His parents sat either side of him, like bookends. I told them that I couldn’t believe how much he had come on, how proud they must be, how he was a credit to them. An example to us all. They nodded and beamed and said, ‘Thank you, oh thank you, oh thank you.’ I made him promise to try to speak a bit more in class. He promised he would through nervous smiles. I bade them farewell, with a profound sense of privilege; they were people for whom education was the most important thing in life.
*
Rachel lived round the corner from the school, so I had met Rachel’s mum on the street.
‘How’s she getting on?’ I asked, rhetorically.
‘Not so good. I mean, she loves English. Yeah. She really likes it. Always has.’
‘Good. She’s very good at it.’
‘Is she?’
‘Yes! Absolutely.’
‘There. You hear what Sir’s saying? You’re good!’
Rachel looked at her shoes.
‘She doesn’t feel like she’s any good. She says that everyone else in the class knows everything. That they all read everything and that. And that they think she’s stupid.’
‘Mum!’
‘It’s true! That’s what you said to me!’
> I placated her. ‘Nothing could be further from the truth. She has made fantastic progress this term.’
‘That’s brilliant, Rachel! You hear what Sir’s saying?’
She fiddled with her shoe buckle.
‘We just need to get her speaking a bit more in class. Don’t we, Rachel?’ I said, switching my focus from Mum to Rachel and back again. ‘At the beginning of the year, she talked all the time in class. Always had her hand up. But recently … not a peep.’
‘Same at home,’ said her mum. ‘She just comes home and then disappears upstairs. Sits on the computer all night. Dunno what she does up there.’
Rachel gradually came round. But I felt terrible that she felt so insecure and intimidated. We agreed that she should come see me after school to go through anything she didn’t understand. Or when I saw her on my walk home.
*
After a short water break, it was time for the Set 4s.
Milosz sat down with his mum. He stared at me, already red-faced, with a look that said Don’t Say What You Are About To Say.
Right. Time to give you a piece of my mind.
‘Now, Mrs Brodowski. Milosz has not made a very good start, I am afraid. Not at all.’
Milosz started translating. She nodded.
‘There was the incident, as you are aware, with the Pritt Stick.’
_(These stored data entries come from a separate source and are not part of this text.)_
PR #3928, opened 2022-11-28
Update create-bundle.sh

0x656b694d:
## Description

Fix for: `Error: "/tmp/tmp.2GlLsngtaL/stackrox/static-data/" could not be found on the host: no such file or directory` happening on `make image`.

## Testing Performed

No error:
```sh
$ /usr/bin/env DEBUG_BUILD="no" /home/mipetrov/go/src/github.com/stackrox/stackrox/image/rhel/create-bundle.sh /home/mipetrov/go/src/github.com/stackrox/stackrox/image stackrox-data:3.73.x-120-g84989f7bb4-dirty quay.io/stackrox-io/apollo-ci:stackrox-build-0.3.49 /home/mipetrov/go/src/github.com/stackrox/stackrox/image/rhel
bed13ada14d1876a544720ce2cd682125ea86bbb7f478cb433b969db088f2122
copier
df5f95f5b4e6271f66e800239e217c495efe4b6e4a1825b93fd3b761fa48674b
copier
```

### DIFF
--- a/image/rhel/create-bundle.sh
+++ b/image/rhel/create-bundle.sh
@@ -23,6 +23,7 @@ extract_from_image() {
   [[ -n "$image" && -n "$src" && -n "$dst" ]] \
       || die "extract_from_image: <image> <src> <dst>"
 
+  mkdir -p "${dst}"
   docker create --name copier "${image}"
   docker cp "copier:${src}" "${dst}"
   docker rm copier


image/rhel/create-bundle.sh
```diff
@@ -23,6 +23,7 @@ extract_from_image() {
   [[ -n "$image" && -n "$src" && -n "$dst" ]] \
       || die "extract_from_image: <image> <src> <dst>"
 
+  mkdir -p "${dst}"
```
vikin91, line 26: Do we have a guarantee that `dst` is a folder and not file?
- If yes, then this is fine.
- If no, then we must add code that would prevent creating a directory that would be named exactly as the file. Illustration:

We want to do `cat /tmp/path/file`

```shell
$ touch file
$ cp file /tmp/path/file
cp: /tmp/path/file: No such file or directory
# cannot copy, because /tmp/path is absent

# we fix that as in this PR
$  mkdir -p /tmp/path/file
# and copy again
$ cp file /tmp/path/file
# now it worked, but what is the result?
$ ls /tmp/path/file
file
$  cat /tmp/path/file
cat: /tmp/path/file: Is a director
# ups, that is not what we wanted
```

gavin-stackrox: `dst` can be a file e.g. the `ldb` case in that script.

gavin-stackrox (changes requested):

gavin-stackrox (approved):
LGTM

vikin91 (approved):

PR #3930, opened 2022-11-28
Use UUID in postgres unit tests

md2119:
## Description
We missed a few instances of IDs when migrating to UUID.

image

## Checklist

## Testing Performed
CI


dashrews78 (changes requested):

He translated. She nodded and smiled.
‘You are aware he was caught committing the sin of Onan with a Pritt Stick in the back of Oracy Extension?’
He translated. She nodded and smiled.
‘He really needs to focus more. To get on with what I set him to do. He really needs to pull his finger out.’
Mrs Brodowski was nodding and smiling.
What the hell is he saying to her?
‘Milosz: are you translating what I am saying correctly?’
‘Yes, Sir.’
‘Are you sure? It seems to me that you must be saying very different things to the things that I am saying. If I was hearing what I was saying, I wouldn’t be smiling and laughing. I would be frowning and getting cross.’